The advanced SVM modeling technique did not offer improvement in our prediction of the dose–response relationship over the conventional LKB and logistic regression models. Moreover, the predictive performance of the SVM model was slightly poorer than the Stepwise-MLR that used the same predictors. The results would probably be explained by the γ parameter of the SVM model. In addition to the regulation parameter C, the behavior of the SVM model using the radial basis function kernel is very sensitive to the γ parameter. A large value of the γ parameter means that the radius of the influence area of the support vectors only includes the support vector itself and the regulation from the parameter C is unable to prevent overfitting. A small value of the γ parameter denotes an overly constrained model that cannot capture the complexity of the data, resulting in a model with a similar performance as the model assuming the linearity of the predictors. The γ parameter in the optimized SVM model has a relatively low value of 2−13. Therefore, the SVM model performed comparably to the logistic regression model under the same feature selection and even did not outperform the simplest analytic LKB model. Lynam et al.26 also reported that logistic regression performed as well as the machine learning algorithm in their study population when a small number of predictors were considered. Currently, there is no golden standard for variable selection and fewer significant variables are preferred in clinical practice. The nonlinear machine learning approaches may prove more powerful in the context of a larger dataset with more variables, such as the study of genomics and radiomics. In addition, the signal-to-noise of the clinical data may be lower. Therefore, the advanced machine learning modeling technique may have limited applicability in the current clinical setting.

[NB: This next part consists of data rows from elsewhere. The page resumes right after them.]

PR #9702, opened 2020-08-06
Adds support for using OS application credentials

olemarkus:
Application credentials allows you to export a purpose-specific set of
credentials for a user instead of exposing user login credentials.
Especially useful when using LDAP or similar for Openstack users.
Also lets you rotate credentials more easily since multiple application
credentials can be provisioned per user.

Depends on https://github.com/kopeio/etcd-manager/pull/336 as well.

### DIFF
--- a/nodeup/pkg/model/cloudconfig.go
+++ b/nodeup/pkg/model/cloudconfig.go
@@ -92,6 +92,8 @@ func (b *CloudConfigBuilder) Build(c *fi.ModelBuilderContext) error {
 			fmt.Sprintf("tenant-name=\"%s\"", tenantName),
 			fmt.Sprintf("domain-name=\"%s\"", os.Getenv("OS_DOMAIN_NAME")),
 			fmt.Sprintf("domain-id=\"%s\"", os.Getenv("OS_DOMAIN_ID")),
+			fmt.Sprintf("application-credential-id=\"%s\"", os.Getenv("OS_APPLICATION_CREDENTIAL_ID")),
+			fmt.Sprintf("application-credential-secret=\"%s\"", os.Getenv("OS_APPLICATION_CREDENTIAL_SECRET")),
 			"",
 		)
 
--- a/pkg/model/bootstrapscript.go
+++ b/pkg/model/bootstrapscript.go
@@ -108,17 +108,30 @@ func (b *BootstrapScript) buildEnvironmentVariables(cluster *kops.Cluster) (map[
 		env["S3_SECRET_ACCESS_KEY"] = os.Getenv("S3_SECRET_ACCESS_KEY")
 	}
 
-	// Pass in required credentials when using user-defined swift endpoint
-	if os.Getenv("OS_AUTH_URL") != "" {
-		for _, envVar := range []string{
-			"OS_TENANT_ID", "OS_TENANT_NAME", "OS_PROJECT_ID", "OS_PROJECT_NAME",
-			"OS_PROJECT_DOMAIN_NAME", "OS_PROJECT_DOMAIN_ID",
-			"OS_DOMAIN_NAME", "OS_DOMAIN_ID",
+	osEnvs := []string{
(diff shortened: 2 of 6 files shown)


nodeup/pkg/model/cloudconfig.go
```diff
@@ -92,7 +92,8 @@ func (b *CloudConfigBuilder) Build(c *fi.ModelBuilderContext) error {
 			fmt.Sprintf("tenant-name=\"%s\"", tenantName),
 			fmt.Sprintf("domain-name=\"%s\"", os.Getenv("OS_DOMAIN_NAME")),
 			fmt.Sprintf("domain-id=\"%s\"", os.Getenv("OS_DOMAIN_ID")),
-			"",
```
hakman, line 95: Intended to remove the "\n"?

pkg/model/bootstrapscript.go
```diff
@@ -108,17 +108,30 @@ func (b *BootstrapScript) buildEnvironmentVariables(cluster *kops.Cluster) (map[
...
-			"OS_DOMAIN_NAME", "OS_DOMAIN_ID",
+	osEnvs := []string{
+		"OS_TENANT_ID", "OS_TENANT_NAME", "OS_PROJECT_ID", "OS_PROJECT_NAME",
+		"OS_PROJECT_DOMAIN_NAME", "OS_PROJECT_DOMAIN_ID",
+		"OS_DOMAIN_NAME", "OS_DOMAIN_ID",
+		"OS_AUTH_URL",
+		"OS_REGION_NAME",
+	}
+
+	if os.Getenv("OS_APPLICATION_CREDENTIAL_ID") != "" {
```
hakman, line 119:
```suggestion
	if os.Getenv("OS_APPLICATION_CREDENTIAL_ID") != "" && os.Getenv("OS_APPLICATION_CREDENTIAL_SECRET") {
```

util/pkg/env/standard.go
```diff
@@ -58,6 +58,8 @@ func BuildSystemComponentEnvVars(spec *kops.ClusterSpec) EnvVars {
 	vars.addEnvVariableIfExist("OS_DOMAIN_ID")
 	vars.addEnvVariableIfExist("OS_USERNAME")
 	vars.addEnvVariableIfExist("OS_PASSWORD")
+	vars.addEnvVariableIfExist("OS_APPLICATION_CREDENTIAL_ID")
+	vars.addEnvVariableIfExist("OS_APPLICATION_CREDENTIAL_SECRET")
```
hakman, line 62: Maybe move at the end of the list, same as in `nodeup/pkg/model/protokube.go` ?

nodeup/pkg/model/cloudconfig.go
```diff
@@ -92,7 +92,8 @@ func (b *CloudConfigBuilder) Build(c *fi.ModelBuilderContext) error {
...
+			fmt.Sprintf("application-credential-id=\"%s\"", os.Getenv("OS_APPLICATION_CREDENTIAL_ID")),
+			fmt.Sprintf("application-credential-secret=\"%s\"", os.Getenv("OS_APPLICATION_CREDENTIAL_SECRET")),
```
hakman, line 96: Should these be added even when `OS_APPLICATION_CREDENTIAL_ID` and `OS_APPLICATION_CREDENTIAL_SECRET` are not set?

olemarkus: Everything else is unconditionally added. Any key is empty by default anyway, so from config consumer perspective it is the same.

hakman: 👍

util/pkg/env/standard.go
hakman: Duplicate now?

olemarkus: Noticed that. Already pushed an amendment. thanks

For clinical practitioners, intuitive interpretability and ease of implementation were two important aspects when choosing the “best” model. The parameter n in the LKB model provides insight into whether the low dose region or the high dose region matters. We can also derive a dose constraint in terms of EUD from the LKB and logistic regression models based on the monotonically increasing functions of EUD, leading toward individualized treatment planning. In contrast, the mapping of input data and the output predictions in the SVM model is considered a “black box”, which prevents practitioners from better understanding the data and quantifying the effect of the dosimetric and non-dosimetric predictors. Incorporating the decision-making platform with a large amount of information given by the treatment planning system and the patient information system such as Epic would facilitate the adoption of a machine learning algorithm in clinical decision-making. In terms of performance and utility, LASSO-MLR was the best modeling technique in the current context.

One limitation of the current study is that only a few clinical predictors had been enrolled in the investigation. A further study would be different NTCP modeling techniques incorporated with functional imaging features and biological markers. In addition, larger and external data sets are needed to verify the findings of this study.

Conclusion

In the context of classification and probability estimation for predicting the NTCP of radiation-induced esophagitis in NSCLC patients receiving proton radiotherapy, a multivariable logistic regression model developed with LASSO provided the best predictive results. The simplest LKB modeling using the analytic function had similar or even better predictive performance than the most complex SVM modeling, and it was least likely to overfit the training data. The advanced machine learning approach might have limited applicability in clinical settings with a relatively small amount of data.